Le musée Rautenstrauch-Joest a engagé un projet de coopération avec un musée du Kenya pour faire l'inventaire des objets kényans dispersés dans les collections européennes
Le musée Rautenstrauch-Joest a engagé un projet de coopération avec un musée du Kenya pour faire l'inventaire des objets kényans dispersés dans les collections européennesImage : picture-alliance/dpa/H. Galuschka

Nanette Snoep est par ailleurs persuadée que la restitution des objets pourrait avoir un impact positif sur l’enseignement de la culture dans les pays africains. 
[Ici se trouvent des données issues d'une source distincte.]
PR #3996, opened 2019-07-09
Hdrp/alembic motionvectors shadergraph patch

johnpars:
### Purpose of this PR
This is an update to the recently added `_ADDITIONAL_VELOCITY_CHANGE` keyword added to the motion vector pass, for alembic velocity support.

This is a shadergraph UI update that will automatically enable the motion vector pass if the additional velocity change is requested in the graph.

**The effected shader graphs are: Lit, Unlit, Stacklit, Fabric, Hair**

**The PR also includes a minor bug fix in `BaseUnlitGUI.cs`**

---
### Release Notes

Motion vector pass will be automatically enabled when a user compiles a shader graph with additional velocity changes.

AlembicShadergraphMotionVectors

---
### Testing status

- [x] Built a player
- Other: 

---
### Overall Product Risks
**Technical Risk**: Medium: This PR adds a new shader property generation to multiple graphs.

**Halo Effect**:  Low


sebastienlagarde:
Hey, yes, the way you have done it is correct (at least we I don't think about other way currently :) ). 
thanks for this PR

sebastienlagarde:
Note: We have real issue with shader graph and material dependency that aren't solve currently. Here your code will work only if users select their material one by one after changing the option in shader graph... we have other similar issue and will try to find a global solution and update this code later.

johnpars:
> Note: We have real issue with shader graph and material dependency that aren't solve currently.

Indeed, I almost felt forced to use a shader_feature, but am glad this way works for now (until the global solution).

PR #4003, opened 2019-07-09
Fix remaining ray tracing shader warnings

anisunity:
All in the title


com.unity.render-pipelines.high-definition/Runtime/RenderPipeline/Raytracing/Shaders/RaytracingLightCluster.compute
```diff
@@ -34,150 +34,151 @@ static const float3 CornerSubDirections[8] = {
...
+        // If this light should be skipped, skip it
+        // if(_RaytracingLightCullResult[lightIdx] == 1) continue;
+        // if(_LightVolumes[lightIdx].active == 0) continue;
+
+        bool intersects = false;
+
+        if (currentLight.shape == 0)
+        {
+            // When the shape we are processing is a sphere, the radius is stored in the three channels
+            float squareRange = currentLight.range.x * currentLight.range.x;
```
anisunity: Warning was due to this line

PR #4016, opened 2019-07-09
Improve parametrization of the PBR sky and the volumetric fog

EvgeniiG:
### Purpose of this PR
Make parametrization more unified and user-friendly.

---
### Testing status
**Katana Tests**: https://katana.bf.unity3d.com/projects/com.unity.render-pipelines/builders?ScriptableRenderLoop_branch=HDRP%2Fimprove-vol-param&automation-tools_branch=master&unity_branch=trunk

image

So now we uniformly use Albedo, Attenuation Distance (mean free path) at the sea/base level and Max Height (w.r.t. y = 0) or Max Altitude (w.r.t. the sea level given by the position and the radius of the planet).

The major remaining difference is the fact the volumetric fog is defined on a plane, whereas the PBR sky is defined on a sphere.

Max Altitude/Height is of course a hack (we simply determine the point at which density falls to 0.1% of the sea level value), but seems to work OK.


sebastienlagarde:
@JordanL8 I will merge this Pr to be in the next staging to master batch, but feel free to create another Pr for the documentation fix. Thanks!

PR #4041, opened 2019-07-11
Added Version.hlsl file to Core ShaderLibrary

JulienIgnace-Unity:
### Purpose of this PR
Added a generic render pipeline version define (major and minor) and helper macros to check them in client code.


com.unity.render-pipelines.core/ShaderLibrary/Version.hlsl
```diff
@@ -0,0 +1,7 @@
+#define RENDER_PIPELINE_VERSION_MAJOR 7
+#define RENDER_PIPELINE_VERSION_MINOR 0
```
phi-lira: Maybe SHADER_LIBRARY_VERSION?

PR #4052, opened 2019-07-11
Shadergraph properties sync

alelievr:
### Purpose of this PR
+ Added a function to synchronize the properties of the master node with the material in the inspector.
+ When a shader graph property is changed, the keyword reset is now called.

---
### Testing status

https://katana.bf.unity3d.com/projects/com.unity.render-pipelines/builders?ScriptableRenderLoop_branch=HDRP%2Ffix%2Fshadergraph_properties_sync&automation-tools_branch=master&unity_branch=trunk#

- [ ] Built a player
- Other: 

---
### Overall Product Risks
**Technical Risk**: Low

**Halo Effect**: Low


pbbastian:
This is only triggered from the material GUI, and not from within Shader Graph, right?

alelievr:
Yes, it's a temporary fix waiting for us to find a better solution about properties sync between shaders and the material. (it doesn't touch the ShaderGraph source code)

sebastienlagarde:
>This is only triggered from the material GUI, and not from within Shader Graph, right?

We have discover issue due to lack of dependency between shader graph and corresponding material. i.E Unity don't have the concept of Material Instance :( . In the mean time this is the best we can do and we must do it. We are starting discussion about how to be able to have better dependency tracking between a material and its shader graph. Goal will be that changing something in shader graph trigger update of all depenendent Material. We will have this issue with Keyword switch PR too.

« Si les objets sont renvoyés, de nouveaux projets peuvent émerger, ou de nouvelles sortes de musées... Il n'y a pas qu'un seul modèle de musée. Et je pense que pour l’enseignement à l'école, c'est aussi une fierté nationale. Beaucoup d'enfants et de jeunes en savent trop peu sur leur histoire, donc la restitution d'objets peut apporter beaucoup de bonnes choses et de nouvelles relations peuvent s'établir. »
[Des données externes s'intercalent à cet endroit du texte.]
PR #4069, opened 2019-07-12
Reset debug views on teardown

FrancescoC-unity:
As in the title, this also fixes the issue with the sky and matcap left on when closing

### DIFF
--- a/com.unity.render-pipelines.core/Runtime/Utilities/CoreUtils.cs
+++ b/com.unity.render-pipelines.core/Runtime/Utilities/CoreUtils.cs
@@ -714,7 +714,6 @@ namespace UnityEngine.Rendering
 
         public static void ForceSceneLightingEnable()
         {
-            // Determine whether the "No Scene Lighting" checkbox is checked for the current view.
             foreach (UnityEditor.SceneView sv in UnityEditor.SceneView.sceneViews)
             {
                 sv.sceneLighting = true;
--- a/com.unity.render-pipelines.core/Runtime/Utilities/CoreUtils.cs
+++ b/com.unity.render-pipelines.core/Runtime/Utilities/CoreUtils.cs
@@ -712,6 +712,15 @@ namespace UnityEngine.Rendering
             return disabled;
         }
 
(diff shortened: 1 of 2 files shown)


com.unity.render-pipelines.core/Runtime/Utilities/CoreUtils.cs
```diff
@@ -712,6 +712,15 @@ public static bool IsSceneLightingDisabled(Camera camera)
             return disabled;
         }
 
+        public static void ForceSceneLightingEnable()
+        {
+            // Determine whether the "No Scene Lighting" checkbox is checked for the current view.
```
FrancescoC-unity: Copy-pasted comment, let me remove it

com.unity.render-pipelines.high-definition/Runtime/RenderPipeline/HDRenderPipeline.cs
```diff
@@ -826,6 +826,11 @@ void DisposeProbeCameraPool()
             }
 
             CameraCaptureBridge.enabled = false;
+
+            // Disable all debug views
+            DebugManager.instance.Reset();
```
sebastienlagarde: I am wondering if this is ok? I guess we create and delete render pipeline various time already. Have you try for example to enable the matcap view, then change a parameter on HDRP asset? Do it diasble the matcap view?

FrancescoC-unity: Uhm you are right, haven't thought of it;  it actually leaves stuff in a weird state, investigating.

FrancescoC-unity: So, it disables the matcap on our side, however, the engine reverts for some reason to the old no scene lighting debug view...

FrancescoC-unity:
Yeah this is going to give some grievances when swapping asset due to something on C++ side. Closing this, I am going to fix the matcap sky issue in another way.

La co-autrice du rapport sur la restitution, Bénédicte Savoy, en est elle aussi convaincue : les idées pourront naître dans les communautés et à travers les échanges une fois que les objets seront retournés dans les lieux où ils sont chez eux.

« On peut imaginer une multiplicité des formes de retour. Certains au Bénin imaginent qu’on pourrait réactualiser des formes anciennes de présentation des œuvres du roi qui par exemple sortait plusieurs fois dans l’année en procession. Les choses sont à inventer, à réinventer. Tout cela n’est pas figé. C’est vraiment important de se souvenir que dans tous les cas historiques de restitution se mettent en place des discussions qui peut durer parfois dix ou quinze ans mais on ne peut pas imaginer ce qu’on va faire des œuvres quand on ne les a pas. »

Soixante ans après les indépendances, les lignes semblent bouger pour de bon dans les relations culturelles entre les pays africains et les anciens colonisateurs. Même s'il reste encore du chemin pour atteindre la nouvelle éthique relationelle appelée de leurs vœux par les auteurs du rapport sur la restitution.